What you have to do –
Transcribe verbatim every line from the line containing "restart goes in." to the end of the entries, including both endpoints. Output nothing beyond those lines.

(Stored data entries)
PR #316, opened 2015-07-25
[REEF-426] YARN reports success even though REEF job failed

afchung:
This addressed the issue by
  * Not unregistering the AM if job fails on a RuntimeException.
  * Creating a DriverFatalRuntimeException to inform YARN not to restart a job if the driver fails it on purpose.

JIRA:
  [REEF-426](https://issues.apache.org/jira/browse/426)

### DIFF
--- a/lang/java/reef-common/src/main/java/org/apache/reef/exception/DriverFatalRuntimeException.java
+++ b/lang/java/reef-common/src/main/java/org/apache/reef/exception/DriverFatalRuntimeException.java
@@ -25,11 +25,11 @@ package org.apache.reef.exception;
 public final class DriverFatalRuntimeException extends RuntimeException {
   private static final long serialVersionUID = 1L;
 
-  public DriverFatalRuntimeException(String msg, Throwable cause) {
+  public DriverFatalRuntimeException(final String msg, final Throwable cause) {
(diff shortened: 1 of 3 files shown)


markusweimer:
@afchung This looks good. I just wonder how we know it is in fact working? And how do we make sure on an ongoing basis? If there is an easy test that can be written, we should add it before it gets merged.

afchung:
Are there examples of tests that run on YARN?

markusweimer:
Yes, we run all the tests in `reef-tests` on YARN clusters. The trick is that the tests can run on both YARN and Local. I suppose this won't work here?

afchung:
We would have to inject a failure and either manually inspect on the cluster that the job failed as expected, or use the REST API to query for the results of the run on YARN.

markusweimer:
Maybe it is best to file an integration test for the overall restart capability as a JIRA and move on with this PR?

afchung:
@markusweimer I'll test it on an HDInsight cluster tomorrow first.

afchung:
@markusweimer I have tested this and verified it works on HDInsight. I will add an integration test after the work for restart goes in.

markusweimer:
I'll merge this.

Solved problem –
@markusweimer I have tested this and verified it works on HDInsight. I will add an integration test after the work for restart goes in.

markusweimer:
I'll merge this.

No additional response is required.